Delhi researchers develop an algorithm to detect rare cells
What in news:
· A new algorithm developed by Delhi-based researchers makes it easy to find rare cells from a very large pool of cells in a matter of seconds.
· The algorithm — Finder of Rare Entities (FiRE) — assigns a rareness score to each cell that is computed based on the gene expression profile of about twenty thousand genes.
· Cells having scores above a certain threshold are reported as rare cells.
· Besides being fast, initial studies show that the new algorithm has superior sensitivity and specificity compared with existing methods.
· Circulating tumour cells, cancer stem cells, antigen-specific T cells, circulating endothelial cells are a few examples of rare cells.
· Rare cell populations such as circulating tumour cells can shed light on the process of cancer metastasis (spreading of cancer to other parts of the body) thus providing invaluable information for early detection and clinical management of the disease.
New cell type
· While testing the efficacy of the algorithm using mouse brain cells taken from a specific region, the four-member from Indraprastha Institute of Information Technology (IIIT-Delhi), Delhi discovered a new sub-type of pars tuberalis cell lineage.
· The authors have linked this newly found cell type to the development of the pituitary gland. The results are published in the journal Nature Communications.
· “FiRE uses sketching, which is a variant of locality-sensitive hashing, to assign rarity to each cell.
· The hashing technique tends to put cells with similar properties together,” says Prashant Gupta from IIT Delhi and one of the first authors of the paper.
· The FiRE algorithm makes searching for rare cells in large-scale single cell messenger RNA datasets tractable
· We used the gene expression of each cell to find the rare cells.
· The drop-seq, a state-of-the-art technique, allowed us to read out the gene expression profiles of thousands of cells in a fairly short time and then compared the profiles to find the rare cells.”
· The researchers used five data sets to test the algorithm. In the case of peripheral blood containing 0.3% megakaryocytes, the gene expression of about 68,000 different cells was compared, and rare cell populations with different grades of rarity showed up. The cluster with the rarest cells comprised of only megakaryocytes, thus validating the algorithm.

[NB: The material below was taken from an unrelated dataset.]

PR #791, opened 2018-09-02
Honour zero value for SelectionShowSize

silverwind:
Before https://github.com/mintty/mintty/commit/4ff674fb586f6ad758cd74fe1c72399361556b7c, a value of `0` disabled this option which was no longer the case.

· In a simulation experiment to evaluate the performance of FiRE algorithm, the gene expression profiles of two types of cells were mixed in vitro.
· And by increasing the percentage of one cell type, the team tested the precision and sensitivity of FiRE and other existing algorithms to correctly identify the rare cells.
· The sensitivity of the FiRE algorithm was higher than the rest even when rare cells comprised 0.5% of the population.
· “When they constituted 2.5%, FiRE could identify rare cells with 85% accuracy, far higher than the other algorithms,” says Aashi Jindal from IIT Delhi and the other first author of the paper.
· Cancer refers to the abnormal growth of cell tissue.
· Tumours are usually divided into benign and malignant.
· A benign tumour is localised, develops slowly and does not usually result in the patient’s death.
· Malignant or cancerous tumours develop more rapidly. They are not localised and are often fatal for the patient.
· Cancer begins with a genetic defect.
· Human’s genetic factors, meaning genes, are located within the cell structures called chromosomes.
· Genes control cell functions, such as their distribution. Genes may undergo changes, or mutations, if the cell’s regulatory system fails.
Expected prelims question
Consider the following statements
1. Cancer refers to the abnormal growth of cell tissue.
2. Cancer is communicable diseases
Which of the above statements is/are correct?
a) Only 1
b) Only 2
c) Both 1 and2
d) None of the above
Ans – a
Expected mains question
What do you mean by cancer? mention its different types and add a note on role of technology playing to detect and cure this life threatening disease.